(Records drawn from a dataset)
========================================================================

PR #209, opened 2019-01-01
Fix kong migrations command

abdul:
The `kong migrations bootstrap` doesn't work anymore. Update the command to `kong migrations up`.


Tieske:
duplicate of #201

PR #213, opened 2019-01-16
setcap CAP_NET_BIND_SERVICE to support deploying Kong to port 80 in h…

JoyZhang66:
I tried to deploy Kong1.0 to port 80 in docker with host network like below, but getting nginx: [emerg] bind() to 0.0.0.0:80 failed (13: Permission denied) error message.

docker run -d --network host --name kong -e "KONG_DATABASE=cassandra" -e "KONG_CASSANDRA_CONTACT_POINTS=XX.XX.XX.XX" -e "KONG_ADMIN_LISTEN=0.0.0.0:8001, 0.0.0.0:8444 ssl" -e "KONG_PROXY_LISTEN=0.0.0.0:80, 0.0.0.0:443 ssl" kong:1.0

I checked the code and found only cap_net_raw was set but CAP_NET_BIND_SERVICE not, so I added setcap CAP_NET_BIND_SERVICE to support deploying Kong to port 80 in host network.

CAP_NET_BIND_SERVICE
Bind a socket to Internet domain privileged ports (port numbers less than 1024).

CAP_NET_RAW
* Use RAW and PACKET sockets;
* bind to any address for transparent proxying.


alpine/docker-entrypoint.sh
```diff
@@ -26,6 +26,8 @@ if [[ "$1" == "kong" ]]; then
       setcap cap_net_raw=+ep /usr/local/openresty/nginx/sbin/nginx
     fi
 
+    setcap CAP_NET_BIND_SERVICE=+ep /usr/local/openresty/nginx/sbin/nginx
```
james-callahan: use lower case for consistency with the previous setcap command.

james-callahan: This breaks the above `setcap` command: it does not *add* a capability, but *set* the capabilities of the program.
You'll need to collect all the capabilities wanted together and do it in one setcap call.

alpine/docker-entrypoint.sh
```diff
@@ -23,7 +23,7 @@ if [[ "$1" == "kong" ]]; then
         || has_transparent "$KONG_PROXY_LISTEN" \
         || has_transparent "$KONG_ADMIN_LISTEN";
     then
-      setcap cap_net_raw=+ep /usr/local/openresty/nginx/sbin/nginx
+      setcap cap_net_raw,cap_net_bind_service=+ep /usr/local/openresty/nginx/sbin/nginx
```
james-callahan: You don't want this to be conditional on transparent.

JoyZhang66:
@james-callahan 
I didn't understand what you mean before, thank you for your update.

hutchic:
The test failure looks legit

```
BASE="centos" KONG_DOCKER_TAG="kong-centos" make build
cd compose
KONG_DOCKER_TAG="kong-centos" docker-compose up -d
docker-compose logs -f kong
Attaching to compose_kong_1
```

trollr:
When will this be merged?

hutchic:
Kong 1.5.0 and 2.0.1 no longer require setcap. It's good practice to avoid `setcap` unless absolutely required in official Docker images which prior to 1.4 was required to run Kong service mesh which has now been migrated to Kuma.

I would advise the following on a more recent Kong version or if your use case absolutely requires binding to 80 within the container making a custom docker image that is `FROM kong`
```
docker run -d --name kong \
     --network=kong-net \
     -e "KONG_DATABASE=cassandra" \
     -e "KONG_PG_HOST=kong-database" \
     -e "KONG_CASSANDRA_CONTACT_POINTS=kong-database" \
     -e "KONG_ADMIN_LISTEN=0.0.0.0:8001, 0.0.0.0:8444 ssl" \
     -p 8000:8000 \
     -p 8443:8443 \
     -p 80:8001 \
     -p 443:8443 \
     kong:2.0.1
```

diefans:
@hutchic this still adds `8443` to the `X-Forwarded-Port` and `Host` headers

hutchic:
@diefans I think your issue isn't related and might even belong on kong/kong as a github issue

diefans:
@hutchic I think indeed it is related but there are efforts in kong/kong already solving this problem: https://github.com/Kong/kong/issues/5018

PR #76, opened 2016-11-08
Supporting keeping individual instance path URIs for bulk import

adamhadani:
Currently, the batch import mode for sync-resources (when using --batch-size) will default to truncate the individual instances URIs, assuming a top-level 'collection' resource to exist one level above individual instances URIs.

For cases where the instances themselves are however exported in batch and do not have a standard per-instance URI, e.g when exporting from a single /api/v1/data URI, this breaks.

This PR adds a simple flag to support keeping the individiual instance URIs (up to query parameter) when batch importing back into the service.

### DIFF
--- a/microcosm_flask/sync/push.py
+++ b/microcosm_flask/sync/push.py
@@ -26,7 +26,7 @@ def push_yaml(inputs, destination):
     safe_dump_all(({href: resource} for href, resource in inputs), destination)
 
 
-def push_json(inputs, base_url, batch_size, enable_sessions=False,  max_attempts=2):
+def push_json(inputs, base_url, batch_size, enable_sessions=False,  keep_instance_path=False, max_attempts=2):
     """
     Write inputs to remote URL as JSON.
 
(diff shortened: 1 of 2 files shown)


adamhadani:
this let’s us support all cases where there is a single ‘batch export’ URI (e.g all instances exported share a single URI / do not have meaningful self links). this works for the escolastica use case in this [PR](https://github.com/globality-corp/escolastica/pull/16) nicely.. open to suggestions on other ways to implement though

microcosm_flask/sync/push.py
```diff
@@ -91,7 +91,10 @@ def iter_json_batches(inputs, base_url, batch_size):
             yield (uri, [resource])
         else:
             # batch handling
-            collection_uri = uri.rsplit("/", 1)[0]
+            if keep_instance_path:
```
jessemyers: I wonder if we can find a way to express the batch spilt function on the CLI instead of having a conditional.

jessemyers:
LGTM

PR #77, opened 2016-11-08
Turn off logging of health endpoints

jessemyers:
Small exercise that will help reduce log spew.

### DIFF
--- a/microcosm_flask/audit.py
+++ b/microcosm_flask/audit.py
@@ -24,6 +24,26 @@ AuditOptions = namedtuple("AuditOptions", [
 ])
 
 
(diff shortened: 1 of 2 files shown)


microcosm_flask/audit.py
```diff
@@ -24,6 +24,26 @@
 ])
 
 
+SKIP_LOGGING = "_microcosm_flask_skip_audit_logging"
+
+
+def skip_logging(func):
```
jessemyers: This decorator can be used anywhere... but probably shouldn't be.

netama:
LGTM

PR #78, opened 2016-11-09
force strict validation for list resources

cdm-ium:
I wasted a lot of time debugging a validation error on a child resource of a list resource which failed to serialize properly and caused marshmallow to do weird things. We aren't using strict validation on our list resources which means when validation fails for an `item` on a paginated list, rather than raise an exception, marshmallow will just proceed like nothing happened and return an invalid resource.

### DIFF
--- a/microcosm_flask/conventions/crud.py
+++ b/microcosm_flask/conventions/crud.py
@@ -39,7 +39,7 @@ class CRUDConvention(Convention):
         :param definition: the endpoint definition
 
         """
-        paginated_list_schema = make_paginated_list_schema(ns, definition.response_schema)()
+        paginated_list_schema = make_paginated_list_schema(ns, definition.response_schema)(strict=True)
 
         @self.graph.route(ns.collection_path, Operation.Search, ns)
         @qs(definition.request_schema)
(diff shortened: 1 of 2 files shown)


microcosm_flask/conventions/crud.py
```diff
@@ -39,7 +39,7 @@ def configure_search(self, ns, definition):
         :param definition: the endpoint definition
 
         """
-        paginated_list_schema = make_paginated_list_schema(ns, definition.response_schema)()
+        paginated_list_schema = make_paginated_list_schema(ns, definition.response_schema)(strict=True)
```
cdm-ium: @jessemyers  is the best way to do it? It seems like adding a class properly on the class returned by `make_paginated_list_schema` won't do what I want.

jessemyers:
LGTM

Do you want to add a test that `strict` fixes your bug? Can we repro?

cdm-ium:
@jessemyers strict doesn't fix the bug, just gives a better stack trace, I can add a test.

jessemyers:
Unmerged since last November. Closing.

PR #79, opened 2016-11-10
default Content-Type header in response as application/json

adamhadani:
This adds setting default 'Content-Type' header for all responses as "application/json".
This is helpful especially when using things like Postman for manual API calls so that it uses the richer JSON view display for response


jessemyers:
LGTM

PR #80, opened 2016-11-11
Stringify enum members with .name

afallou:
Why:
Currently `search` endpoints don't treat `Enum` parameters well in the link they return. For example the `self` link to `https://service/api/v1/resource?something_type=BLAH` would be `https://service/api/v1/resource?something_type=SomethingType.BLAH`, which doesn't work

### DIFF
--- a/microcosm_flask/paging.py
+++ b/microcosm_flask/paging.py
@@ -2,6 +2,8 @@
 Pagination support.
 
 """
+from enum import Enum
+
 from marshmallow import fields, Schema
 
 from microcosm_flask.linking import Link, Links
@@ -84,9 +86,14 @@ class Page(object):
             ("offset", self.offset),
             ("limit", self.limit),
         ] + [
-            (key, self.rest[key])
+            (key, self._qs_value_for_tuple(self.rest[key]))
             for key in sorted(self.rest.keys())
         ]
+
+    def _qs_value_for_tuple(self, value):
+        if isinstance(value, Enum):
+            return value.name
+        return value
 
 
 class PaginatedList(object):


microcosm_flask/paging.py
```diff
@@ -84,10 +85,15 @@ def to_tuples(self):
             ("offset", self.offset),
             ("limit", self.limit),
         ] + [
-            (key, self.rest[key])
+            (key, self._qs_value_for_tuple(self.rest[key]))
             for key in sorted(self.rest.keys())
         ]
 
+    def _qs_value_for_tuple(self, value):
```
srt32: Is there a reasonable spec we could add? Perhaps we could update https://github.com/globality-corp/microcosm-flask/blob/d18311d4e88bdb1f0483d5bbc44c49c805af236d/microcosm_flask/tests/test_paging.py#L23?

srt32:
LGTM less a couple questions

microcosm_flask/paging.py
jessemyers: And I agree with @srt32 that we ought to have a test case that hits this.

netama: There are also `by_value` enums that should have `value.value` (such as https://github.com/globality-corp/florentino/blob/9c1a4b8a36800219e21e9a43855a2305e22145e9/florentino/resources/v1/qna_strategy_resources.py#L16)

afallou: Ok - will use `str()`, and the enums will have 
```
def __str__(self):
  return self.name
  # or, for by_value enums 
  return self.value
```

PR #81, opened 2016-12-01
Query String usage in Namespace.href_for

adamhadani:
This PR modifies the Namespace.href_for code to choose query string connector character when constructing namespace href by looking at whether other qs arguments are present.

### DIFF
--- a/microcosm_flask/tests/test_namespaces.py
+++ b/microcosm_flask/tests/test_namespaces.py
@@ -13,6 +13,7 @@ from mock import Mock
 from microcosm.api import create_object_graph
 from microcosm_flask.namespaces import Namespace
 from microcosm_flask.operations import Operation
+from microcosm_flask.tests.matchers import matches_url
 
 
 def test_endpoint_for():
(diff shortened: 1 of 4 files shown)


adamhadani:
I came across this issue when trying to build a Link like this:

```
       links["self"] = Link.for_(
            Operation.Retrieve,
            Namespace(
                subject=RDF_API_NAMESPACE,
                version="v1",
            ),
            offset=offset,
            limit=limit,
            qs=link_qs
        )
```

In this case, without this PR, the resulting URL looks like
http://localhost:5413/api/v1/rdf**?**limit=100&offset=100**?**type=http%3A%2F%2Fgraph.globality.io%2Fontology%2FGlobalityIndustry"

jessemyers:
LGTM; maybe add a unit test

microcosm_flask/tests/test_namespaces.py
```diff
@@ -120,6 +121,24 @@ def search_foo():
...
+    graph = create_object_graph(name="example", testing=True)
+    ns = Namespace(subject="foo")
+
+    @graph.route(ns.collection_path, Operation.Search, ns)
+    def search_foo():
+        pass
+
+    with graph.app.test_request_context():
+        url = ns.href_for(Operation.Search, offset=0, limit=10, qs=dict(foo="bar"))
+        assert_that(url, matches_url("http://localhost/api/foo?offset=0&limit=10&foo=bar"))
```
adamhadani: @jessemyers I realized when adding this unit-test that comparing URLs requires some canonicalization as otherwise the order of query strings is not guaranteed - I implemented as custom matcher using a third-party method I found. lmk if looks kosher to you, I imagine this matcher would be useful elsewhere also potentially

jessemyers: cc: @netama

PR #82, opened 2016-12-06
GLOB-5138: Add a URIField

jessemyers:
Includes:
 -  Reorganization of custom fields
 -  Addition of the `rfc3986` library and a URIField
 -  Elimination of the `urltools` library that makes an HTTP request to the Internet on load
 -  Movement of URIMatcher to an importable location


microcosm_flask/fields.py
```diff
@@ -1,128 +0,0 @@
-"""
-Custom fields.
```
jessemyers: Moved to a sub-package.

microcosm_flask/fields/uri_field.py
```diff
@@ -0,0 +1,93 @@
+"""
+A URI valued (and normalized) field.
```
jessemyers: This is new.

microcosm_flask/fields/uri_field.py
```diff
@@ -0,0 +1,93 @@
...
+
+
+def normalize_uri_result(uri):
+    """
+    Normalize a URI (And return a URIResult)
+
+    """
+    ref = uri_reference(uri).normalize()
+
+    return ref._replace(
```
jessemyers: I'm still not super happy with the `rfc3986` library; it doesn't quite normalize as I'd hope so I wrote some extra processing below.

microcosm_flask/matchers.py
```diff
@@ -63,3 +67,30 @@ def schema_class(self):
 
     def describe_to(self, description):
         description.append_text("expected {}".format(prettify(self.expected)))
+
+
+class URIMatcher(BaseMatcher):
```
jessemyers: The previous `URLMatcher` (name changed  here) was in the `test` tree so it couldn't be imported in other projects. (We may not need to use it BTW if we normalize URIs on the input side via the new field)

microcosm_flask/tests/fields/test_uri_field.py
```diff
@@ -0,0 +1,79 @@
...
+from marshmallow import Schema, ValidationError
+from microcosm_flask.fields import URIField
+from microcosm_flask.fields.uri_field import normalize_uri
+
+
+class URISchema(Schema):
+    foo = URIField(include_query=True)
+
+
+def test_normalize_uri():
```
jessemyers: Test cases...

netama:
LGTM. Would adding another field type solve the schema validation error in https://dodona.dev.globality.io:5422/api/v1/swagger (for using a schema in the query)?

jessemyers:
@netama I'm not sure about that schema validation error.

========================================================================

§ **Brief**
Every line above from the line with "Unmerged since last November. Closing." to the line with "This is helpful", both included, must be reproduced exactly, and no other line may appear.

§ **Answer section**
Unmerged since last November. Closing.

PR #79, opened 2016-11-10
default Content-Type header in response as application/json

adamhadani:
This adds setting default 'Content-Type' header for all responses as "application/json".
This is helpful especially when using things like Postman for manual API calls so that it uses the richer JSON view display for response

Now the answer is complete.